We talked and then we drove up the coast, a windy springy day, and I wanted to find the trail head to the bike trail that goes from Marina to Monterey, so we got off at the exit nearest and parked down at the new huge shopping center. I’m into looking at spaces these days so we looked at the architecture of the place, REI and Target and the others, the styles of lighting, the reason for strips of plantings between the acres of parking spaces. Then we did that kind of hiking often reserved for the homeless, the transient, those intent on getting from here to there without a car. We walked up the street that had no sidewalk toward the ocean, with cars buzzing by, feeling that basic lack of safety so crucial to the alienating structure of highway entrances and freeways. We got to the intersection of the entrance to Highway 1 and the exit off of it, ran across, ran between two barriers, and down to the bike path. Nearby cars raced up and down and by us, trucks with their own hurricanes, and occasionally a bike would pass us, and we walked under freeways and by dunes on a path exactly big enough for two to walk comfortably. And amid all that concrete, all that blooming buzzing confusion, all that speed, we were talking and thinking at the speed of legs, of sentences, and ethics merged with individual people, social networks overlapped like Venn diagrams and made flower shapes of hope.

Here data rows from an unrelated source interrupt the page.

PR #854, opened 2015-09-09
Read on create only returns null instead of hiding field.

hibooboo2:


ibuildthecloud:
@hibooboo2 tests are failing

ibuildthecloud:
@hibooboo2 I don't quiet understand.  It seems like the old behavior is correct.  Why do we want to return null as opposed to not sending the field?  Is this causing a downstream issue?  @vincent99 Did you complain about this one?

hibooboo2:
It is causing isssues yes.

code/framework/java-server/src/main/java/io/github/ibuildthecloud/gdapi/model/impl/WrappedResource.java
```diff
@@ -68,13 +68,16 @@ protected void init() {
...
             Field field = entry.getValue();
-            if (!field.isIncludeInList() || (!StringUtils.equalsIgnoreCase(method, "post") && field.isReadOnCreateOnly())) {
+            if (!field.isIncludeInList()) {
                 continue;
             }
             Object value = additionalFields.remove(name);
             if (value == null) {
                 value = field.getValue(obj);
             }
+            if (!StringUtils.equalsIgnoreCase(method, "post") && field.isReadOnCreateOnly()){
```
ibuildthecloud: There is a constant or method somewhere for "post"

ibuildthecloud:
sounds like there was discussion amongst @cjellick and @vincent99 regarding this.  I'm okay with the change then.

PR #857, opened 2015-09-09
Bug fix for default/optional certificate swap

alena1108:
When search for existing certificate, consider is_default flag as well
https://github.com/rancher/rancher/issues/2010


ibuildthecloud:
There is a failing test

alena1108:
@ibuildthecloud fixing

PR #859, opened 2015-09-10
Change default pictures to identicons.

hibooboo2:


code/framework/api/src/main/java/io/cattle/platform/api/auth/Identity.java
```diff
@@ -8,9 +9,12 @@
 import org.apache.commons.lang3.builder.ToStringBuilder;
 import org.springframework.util.DigestUtils;
```
ibuildthecloud: ah.... don't import spring.  don't need to change, but don't import spring classes in the future.

hibooboo2: How do i use DigestUtils then?

ibuildthecloud: You don't.  Find a different approach.  We will eventually drop Spring.

kaos: :stuck_out_tongue_closed_eyes:

PR #861, opened 2015-09-10
Fix for setting truncated io.rancher.container.hostname_override when instance.name > 64 chars and a domainName is specified for a container

prachidamle:
If domainName is set on a container, the hostname considers the domainName as well. So fix is to truncate the instanceName further by including the domainName. The hostName should fit in 64 chars including the domainName.

rancher/rancher#1934

### DIFF
--- a/code/iaas/service-discovery/server/src/main/java/io/cattle/platform/servicediscovery/deployment/impl/DefaultDeploymentUnitInstance.java
+++ b/code/iaas/service-discovery/server/src/main/java/io/cattle/platform/servicediscovery/deployment/impl/DefaultDeploymentUnitInstance.java
@@ -5,6 +5,7 @@ import io.cattle.platform.core.constants.InstanceConstants;
 import io.cattle.platform.core.model.Instance;
 import io.cattle.platform.core.model.Service;
 import io.cattle.platform.core.model.ServiceExposeMap;
+import io.cattle.platform.docker.constants.DockerInstanceConstants;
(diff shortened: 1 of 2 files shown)


prachidamle:
@ibuildthecloud, @cjellick Can you review and merge this one please, thanks!

ibuildthecloud:
@prachidamle I'm confused, why do we need to check domain name?

prachidamle:
Looks like when domainName + instanceName is exceeding 64 chars, the container does not start. @sangeethah reopened rancher/rancher#1934 for this case.

So somewhere down the line, we must be adding domainName to the hostname...?

ibuildthecloud:
@prachidamle I would guess that domainName itself can't be longer than 64 characters.  for that though we don't need code.  we can set the maxLength to 64 in the schema

prachidamle:
@ibuildthecloud the bug is not about domainName being > 64.

When hostName_override flag is set AND (domainName + <stackName_serviceNam_serviceNumber>)   is exceeding 64 chars, then container does not start.

Original fix truncated <stackName_serviceNam_serviceNumber> to 64.
But @sangeethah used a domainName for her container and the fix did not work. So need to consider the domainName while truncating.

prachidamle:
@ibuildthecloud  Although, the other question is why is domainName being used in hostName, which I am not sure where to check.

ibuildthecloud:
@prachidamle Okay, I just looked at Docker they do `${hostname}.${domain}` in the call to set a hostname.  So this PR makes sense now.

PR #867, opened 2015-09-11
Delete projectMember entries on account purge.

hibooboo2:


hibooboo2:
This will fix rancher/rancher#2021

PR #871, opened 2015-09-14
use auth in websocket test

cjellick:


ibuildthecloud:
@hibooboo2 This build passed because we were missing auth, but the odd thing is why is auth turned on?  Do you know how auth gets turned on in the tests?  I thought it was off.

PR #890, opened 2015-09-22
Fixed DNS programming for the accounts created before Rancher beta

alena1108:
The account were missing networks, and the DNS code used to rely on the
fact that docker host network support is in

https://github.com/rancher/rancher/issues/2024


alena1108:
@ibuildthecloud

PR #898, opened 2015-09-24
InService upgrade

alena1108:
API changes:

* 2 new parameters to service.upgrade API: launchConfig (type=launchConfig) and secondaryLaunchConfigs (type=array[launchConfig])
* service.upgarde - toService and finalScale are no longer required. toService and launchConfig/secondaryLaunchConfigs are mutually exclusive. First option implies to-service upgrade, second - in service
* new field - version - got added to service.launchConfig and instance objects. If the parameter varies for service launchConfig and its instances, it means that instances are yet to be upgraded.

As no parameters can actually be changed on the service's launch config today (like image, other deploy params), so launchConfig presence itself determines that the inService upgrade needs to be done

In service upgrade can be performed in batch size, just the way its done for a regular upgrade. One thing to be aware of - for multi launch config service (service with sidekicks), batch = deployment Unit. Meaning that instances of the same deployment unit will get removed/redeployed together, in a batch.

https://github.com/rancher/rancher/issues/1874

@vincent99 @ibuildthecloud


ibuildthecloud:
@alena1108 Regarding batch size, that means if you have a sidekick and do a batch size of 1 (and upgrade both launchConfigs), you will see two containers get deleted at a time because of this?

alena1108:
@ibuildthecloud yes

PR #900, opened 2015-09-25
Increased ResourceLockChange timeout

alena1108:
Also removed logging exception cause for the exceptions logged in debug
mode - @ibuildthecloud need your opinion on this particular change. I've put this to omit logging stack traces for exceptions like io.cattle.platform.lock.exception.FailedToAcquireLockException

https://github.com/rancher/rancher/issues/1996


ibuildthecloud:
Could you at least log the cause message if the cause is not null?  I believe the cause is usually the most important part.

alena1108:
test_container_request_ip has failed

PR #907, opened 2015-09-29
Bug fixes

alena1108:
1) Don't export "scale" if global deployment flag is present

https://github.com/rancher/rancher/issues/1842

2) Made certificate name unique within the account scope as rancher-compose accesses certificates by their names, and we have to guard against having duplicates:

https://github.com/rancher/rancher/issues/2042


ibuildthecloud:
@alena1108 Can you just add "unique: true" to the json for certs?  Does that not work?

ibuildthecloud:
On the name field

alena1108:
@ibuildthecloud thank you, fixed and added more tests

PR #911, opened 2015-09-30
More stuff to metadata

alena1108:
1) Added /self/host and /hosts sections to defaults
2) Added "host_name" field to the container object (similarly we do  for service_name and stack_name)

```
  "create_index": 1,
   "service_name": "alena",
    "stack_name": "Default"
    "host_name": "myhost",
    "ips": [
        "10.42.34.58"
    ],.....
```

@ibuildthecloud @vincent99 - regarding the second change - not sure if we should expect host name to be unique within the account, and whether if we should instead introduce "uuid"/"host_uuid" to host/container objects respectively like @cjellick suggested earlier. 

@cloudnautique 

https://github.com/rancher/rancher/issues/2189

UPDATE: 2) won't be added as a part of this PR; we can add it on per request later (if use case comes up)

One more item is added as a part of the PR - "host_uuid" field to host object

### DIFF
--- a/code/iaas/agent-instance/src/main/java/io/cattle/platform/agent/instance/service/impl/HostCreateRemoveNicLookup.java
+++ b/code/iaas/agent-instance/src/main/java/io/cattle/platform/agent/instance/service/impl/HostCreateRemoveNicLookup.java
@@ -1,0 +1,58 @@
+package io.cattle.platform.agent.instance.service.impl;
+
+import static io.cattle.platform.core.model.tables.InstanceHostMapTable.INSTANCE_HOST_MAP;
+import static io.cattle.platform.core.model.tables.InstanceTable.INSTANCE;
+import static io.cattle.platform.core.model.tables.NetworkTable.NETWORK;
+import static io.cattle.platform.core.model.tables.NicTable.NIC;
+import io.cattle.platform.agent.instance.service.InstanceNicLookup;
+import io.cattle.platform.core.constants.NetworkConstants;
+import io.cattle.platform.core.model.Host;
+import io.cattle.platform.core.model.Network;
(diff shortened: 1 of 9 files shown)


cjellick:
@alena1108 I would still like to see uuid. I think I need the guaranteed uniqueness. We can discuss quickly after standup

cjellick:
This was the output I got for /hosts:
```
root@fusion-171:/# curl -i http://rancher-metadata/latest/hosts
HTTP/1.1 200 OK
Date: Thu, 01 Oct 2015 17:38:55 GMT
Content-Length: 284
Content-Type: text/plain; charset=utf-8

0=fusion-171
1=fusion-171
2=fusion-171
3=fusion-171
4=fusion-171
5=fusion-171
6=fusion-171
7=fusion-171
8=fusion-171
9=fusion-171
10=fusion-171
11=fusion-171
12=fusion-171
13=fusion-171
14=fusion-171
15=fusion-171
16=fusion-171
17=fusion-171
18=fusion-171
19=fusion-171
20=fusion-171
```
...I only have a single entry in the host table

alena1108:
@cjellick hm, let me look at it

alena1108:
@cjellick Looks like one more fix is needed as a part of this PR - metadata should be updated on the host.create event to update /hosts target

cjellick:
LGTM

cjellick:
`test_anti_affinity_sidekick` failed. Any chance its related?

alena1108:
@cjellick most likely not, I'm going to re-run the test though just in case.

alena1108:
Realized that host_uuid field on the container is something that is needed for external-dns feature. About to add it in.

ibuildthecloud:
@alena1108 Can you change `host_name` to `hostname`?

PR #919, opened 2015-10-05
Add dynamic capabilities to apicontext.

hibooboo2:
Capabilities added this way take precedence over existing ones. Meaning that old capabilities are not used.

### DIFF
--- a/code/framework/api/src/main/java/io/cattle/platform/api/resource/AbstractObjectResourceManager.java
+++ b/code/framework/api/src/main/java/io/cattle/platform/api/resource/AbstractObjectResourceManager.java
@@ -459,7 +459,9 @@ public abstract class AbstractObjectResourceManager extends AbstractBaseResource
         String state = ObjectUtils.toString(attributes.get(ObjectMetaDataManager.STATE_FIELD), null);
         String currentState = io.cattle.platform.object.util.ObjectUtils.getState(obj);
 
-        if (!StringUtils.isBlank(capability) && !DataAccessor.fieldStringList(obj, ObjectMetaDataManager.CAPABILITIES_FIELD).contains(capability)) {
+        if (!StringUtils.isBlank(capability) && !(ApiContext.getContext().getCapabilities(obj) != null ?
+                ApiContext.getContext().getCapabilities(obj).contains(capability) :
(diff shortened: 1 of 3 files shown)


code/framework/api/src/main/java/io/cattle/platform/api/resource/AbstractObjectResourceManager.java
```diff
@@ -459,7 +459,9 @@ protected boolean isValidAction(Object obj, Action action) {
         String state = ObjectUtils.toString(attributes.get(ObjectMetaDataManager.STATE_FIELD), null);
         String currentState = io.cattle.platform.object.util.ObjectUtils.getState(obj);
 
-        if (!StringUtils.isBlank(capability) && !DataAccessor.fieldStringList(obj, ObjectMetaDataManager.CAPABILITIES_FIELD).contains(capability)) {
+        if (!StringUtils.isBlank(capability) && !(ApiContext.getContext().getCapabilities(obj) != null ?
```
ibuildthecloud: Why don't you just make (ApiContext.getContext().getCapabilities(obj) never return null.  Then you don't need this null check

code/framework/java-server/src/main/java/io/github/ibuildthecloud/gdapi/context/ApiContext.java
```diff
@@ -91,4 +97,19 @@ public TransformationService getTransformationService() {
     public void setTransformationService(TransformationService transformationService) {
         this.transformationService = transformationService;
     }
+
+    public void addCapability(Object object, String capability) {
+        if (dynamicCapabilities.get(object) == null){
```
ibuildthecloud: We have a dumb util method for this: `io.cattle.platform.util.type.CollectionUtils.addToMap(Map<K, V>, K, T, Class<? extends Collection>)`

code/framework/api/src/main/java/io/cattle/platform/api/resource/AbstractObjectResourceManager.java
hibooboo2: The null check allows me to use it if they aren't null and if it is null it uses the one on the object. That is why.

PR #103, opened 2016-02-22
Add bbox computation to ways.

dianashk:
Adding bounding box computation to `way` type records from OSM. Records of type `node` will remain unchanged.

Fixes pelias/pelias#243


trescube:
:+1:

And that, I think, is what you want in a rabbi, or a rabbit for that matter!
In the end, you drove back to the Temple and the funeral arrangements and the ten thousand things, as they say in the Tao Te Ching, with a few of my stories and a few of your own newly alive for the retelling of them, and the sun went behind a cloud and the wind picked up and the world came back now that the magic bubble was no longer, and it looked different, the same way it always does when you speak with a Jedi warrior, or a strong, smart woman, or both at the same time.